[SOURCE INFORMATION — start]

PR #148, opened 2025-10-17
feat: operations, argument validation, and args for global mode

rikonor:
This change introduces a few new things:
1. Begins the separation of commands and operations. Commands act as an entrypoint for the cli, and in turn make use of lower-level operations that don't require knowledge of `icp` projects. This allows us to:
2. Introduce global and project mode - this means that one should be able to run the cli tool in both project context, as well as outside of a project. This enables one to use operations that should not necessarily be limited to a project's scope.
3. Introduce a crappy little framework for cli command validation, since more extensive validation is needed (e.g some things are allowed in global mode, but not project mode, and vice-versa).

The above are done for several initial commands, with the assumption that the same work can take place for the rest of the cli footprint (currently global mode and arg validation is implemented for `icp canister start/stop` and `token transfer/balance`).

### DIFF
--- a/docs/cli-reference.md
+++ b/docs/cli-reference.md
@@ -122,8 +122,8 @@ Perform canister operations against a network
 ###### **Options:**
 
 * `--identity <IDENTITY>` — The user identity to run this command as
-* `--environment <ENVIRONMENT>` — Override the environment to connect to. By default, the local environment is used
-* `--ic` — Shorthand for --environment=ic
+* `--network <NETWORK>`
+* `--environment <ENVIRONMENT>`
 
 
 
@@ -138,8 +138,7 @@ Perform canister operations against a network
 ###### **Options:**
 
 * `--identity <IDENTITY>` — The user identity to run this command as
-* `--environment <ENVIRONMENT>` — Override the environment to connect to. By default, the local environment is used
-* `--ic` — Shorthand for --environment=ic
+* `--environment <ENVIRONMENT>`
 * `--controller <CONTROLLER>` — One or more controllers for the canister. Repeat `--controller` to specify multiple
 * `--compute-allocation <COMPUTE_ALLOCATION>` — Optional compute allocation (0 to 100). Represents guaranteed compute capacity
 * `--memory-allocation <MEMORY_ALLOCATION>` — Optional memory allocation in bytes. If unset, memory is allocated dynamically
@@ -164,8 +163,8 @@ Perform canister operations against a network
 ###### **Options:**
 
 * `--identity <IDENTITY>` — The user identity to run this command as
-* `--environment <ENVIRONMENT>` — Override the environment to connect to. By default, the local environment is used
-* `--ic` — Shorthand for --environment=ic
+* `--network <NETWORK>`
+* `--environment <ENVIRONMENT>`
 
 
 
@@ -180,8 +179,8 @@ Perform canister operations against a network
 ###### **Options:**
 
 * `--identity <IDENTITY>` — The user identity to run this command as
-* `--environment <ENVIRONMENT>` — Override the environment to connect to. By default, the local environment is used
-* `--ic` — Shorthand for --environment=ic
+* `--network <NETWORK>`
+* `--environment <ENVIRONMENT>`
 
 
 
@@ -202,8 +201,7 @@ Perform canister operations against a network
   Possible values: `auto`, `install`, `reinstall`, `upgrade`
 
 * `--identity <IDENTITY>` — The user identity to run this command as
-* `--environment <ENVIRONMENT>` — Override the environment to connect to. By default, the local environment is used
-* `--ic` — Shorthand for --environment=ic
+* `--environment <ENVIRONMENT>`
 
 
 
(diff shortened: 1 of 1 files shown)


crates/icp-cli/src/commands/canister/start.rs
```diff
@@ -48,27 +80,53 @@ pub(crate) enum CommandError {
...
+
+            (agent, cid.to_owned())
         }
 
-        Mode::Project(_) => {
+        Mode::Project(pdir) => {
+            // Argument (Canister)
+            let args::Canister::Name(name) = &args.canister else {
+                return Err(CommandError::Args);
+            };
```
viviveevee, line 114: I don't think we should forbid using principals in projects. Otherwise to talk to a specific canister on a non-default network one has to somehow hook up the principal to a name just for one-off calls

crates/icp-cli/src/commands/canister/start.rs
```diff
@@ -81,27 +139,28 @@ pub(crate) async fn exec(ctx: &Context, args: &StartArgs) -> Result<(), CommandE
             }
 
             // Ensure canister is included in the environment
-            if !env.canisters.contains_key(&args.name) {
+            if !env.canisters.contains_key(name) {
```
viviveevee, line 142: Similarly, this should probably only happen if a non-principal was supplied

crates/icp-cli/src/commands/canister/settings/show.rs
```diff
@@ -4,25 +4,30 @@ use ic_management_canister_types::{CanisterStatusResult, LogVisibility};
...
+    pub(crate) network: Option<args::Network>,
+
+    #[arg(long)]
+    pub(crate) environment: Option<args::Environment>,
 }
 
 #[derive(Debug, thiserror::Error)]
 pub(crate) enum CommandError {
+    #[error("an invalid argument was provided")]
+    Args,
```
viviveevee, line 29: I don't think this is enough detail to give a decent user experience. It's ok to leave this as-is, but at least make a ticket to improve the situation. We can easily say 'only provide one of network and environment, not both' here

crates/icp-cli/src/commands/validation.rs
```diff
@@ -0,0 +1,245 @@
...
+    pub(crate) fn all_modes() -> Vec<Mode> {
+        vec![Mode::Global, Mode::Project("dir".into())]
+    }
+
+    // pub(crate) fn all_networks() -> Vec<args::Network> {
+    //     vec![
+    //         args::Network::Name("my-network".to_string()),
+    //         args::Network::Url("http::/www.example.com".to_string()),
+    //     ]
+    // }
```
viviveevee, line 44:
```suggestion
    pub(crate) fn all_modes() -> Vec<Mode> {
        vec![Mode::Global, Mode::Project("dir".into())]
    }
    
```

crates/icp-cli/src/commands/validation.rs
```diff
@@ -0,0 +1,245 @@
...
+    canister: impl Into<(&'a Canister,)>,
+    m: &Mode,
+) -> Option<&'static str> {
+    let (canister,) = canister.into();
+    (matches!(m, Mode::Global) && !matches!(canister, Canister::Principal(_)))
+        .then_some(PLEASE_PROVIDE_A_CANISTER_PRINCIPAL_IN_GLOBAL_MODE)
+}
+
+const PLEASE_PROVIDE_A_CANISTER_PRINCIPAL_IN_GLOBAL_MODE: &str = r#"
+    Please provide a canister principal in global mode.
```
viviveevee, line 57: Not convinced this is the best wording. `global mode` makes me think of a flag that I could use to switch to local mode.
```suggestion
    {user_provided_string} is not a principal. Cannot use non-principals outside of a project.
```

crates/icp-cli/src/commands/validation.rs
```diff
@@ -0,0 +1,245 @@
...
+    environment: impl Into<(&'a Option<Environment>,)>,
+    m: &Mode,
+) -> Option<&'static str> {
+    let (environment,) = environment.into();
+    (matches!(m, Mode::Global) && environment.is_some())
+        .then_some(ENVIRONMENTS_ARE_NOT_AVAILABLE_IN_GLOBAL_MODE)
+}
+
+const ENVIRONMENTS_ARE_NOT_AVAILABLE_IN_GLOBAL_MODE: &str = r#"
+    Environments are not available in global mode.
```
viviveevee, line 83:
```suggestion
    Environments are not available in outside of projects.
```

crates/icp-cli/src/commands/validation.rs
```diff
@@ -0,0 +1,245 @@
...
+    network: impl Into<(&'a Option<Network>,)>,
+    m: &Mode,
+) -> Option<&'static str> {
+    let (network,) = network.into();
+    (matches!(m, Mode::Global) && !matches!(network, Some(Network::Url(_))))
+        .then_some(A_NETWORK_URL_IS_REQUIRED_IN_GLOBAL_MODE)
+}
+
+const A_NETWORK_URL_IS_REQUIRED_IN_GLOBAL_MODE: &str = r#"
+    A network `url` is required in global mode.
```
viviveevee, line 96:
```suggestion
    A network `url` is required outside of a project.
```

crates/icp-cli/src/commands/canister/start.rs
viviveevee: Alternate suggestion: https://github.com/dfinity/icp-cli/pull/157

[SOURCE INFORMATION — finish]

YOUR INSTRUCTIONS:
Copy every line where the word "reference" is present in the entries above.

RESPONSE FOR THIS EXERCISE:
--- a/docs/cli-reference.md
+++ b/docs/cli-reference.md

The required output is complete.